PR #10073, opened 2020-10-19
Allow more volume types

### LINKED ISSUE #10072: Root volume type 'standard' is no longer accepted since kops 1.19
 this information.**

Version 1.19.0-alpha.5 (git-921f3e7109a4871ec1cb0b0e512785533a24dbce)

 a `kops` flag.**

1.19.3 but should be reproducible with any version

AWS

Use a template with values

```
  etcdClusters:
  - etcdMembers:
      volumeType: standard
```

then create or update a cluster

spec.rootVolumeType: Unsupported value: "standard": supported values: "gp2", "io1"

Expected 'standard' to be supported as this value works in kops 1.18.x
The main issue for us is that we cannot upgrade our clusters created with 'standard' volumes if we change the spec to 'gp2':

error: error replacing cluster: [spec.etcdClusters[main].etcdMembers[etcd-eu-central-1a].volumeType: Forbidden: volumeType cannot be cha
nged, spec.etcdClusters[events].etcdMembers[etcd-eu-central-1a].volumeType: Forbidden: volumeType cannot be changed]

This is caused by https://github.com/kubernetes/kops/pull/9265 as it implements the validation but does not allow for 'standard' type

I should also mention that this issue was once fixed in https://github.com/kubernetes/kops/issues/4256

olemarkus:
Fixes #10072

### DIFF
--- a/pkg/apis/kops/validation/instancegroup.go
+++ b/pkg/apis/kops/validation/instancegroup.go
@@ -190,7 +190,7 @@ func CrossValidateInstanceGroup(g *kops.InstanceGroup, cluster *kops.Cluster, cl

= = = = = = =

» What is being asked: Set down the full listing. Keep every line exact.

» Exercise output:
PR #10073, opened 2020-10-19
Allow more volume types

### LINKED ISSUE #10072: Root volume type 'standard' is no longer accepted since kops 1.19
 this information.**

Version 1.19.0-alpha.5 (git-921f3e7109a4871ec1cb0b0e512785533a24dbce)

 a `kops` flag.**

1.19.3 but should be reproducible with any version

AWS

Use a template with values

```
  etcdClusters:
  - etcdMembers:
      volumeType: standard
```

then create or update a cluster

spec.rootVolumeType: Unsupported value: "standard": supported values: "gp2", "io1"

Expected 'standard' to be supported as this value works in kops 1.18.x
The main issue for us is that we cannot upgrade our clusters created with 'standard' volumes if we change the spec to 'gp2':

error: error replacing cluster: [spec.etcdClusters[main].etcdMembers[etcd-eu-central-1a].volumeType: Forbidden: volumeType cannot be cha
nged, spec.etcdClusters[events].etcdMembers[etcd-eu-central-1a].volumeType: Forbidden: volumeType cannot be changed]

This is caused by https://github.com/kubernetes/kops/pull/9265 as it implements the validation but does not allow for 'standard' type

I should also mention that this issue was once fixed in https://github.com/kubernetes/kops/issues/4256

olemarkus:
Fixes #10072

### DIFF
--- a/pkg/apis/kops/validation/instancegroup.go
+++ b/pkg/apis/kops/validation/instancegroup.go
@@ -190,7 +190,7 @@ func CrossValidateInstanceGroup(g *kops.InstanceGroup, cluster *kops.Cluster, cl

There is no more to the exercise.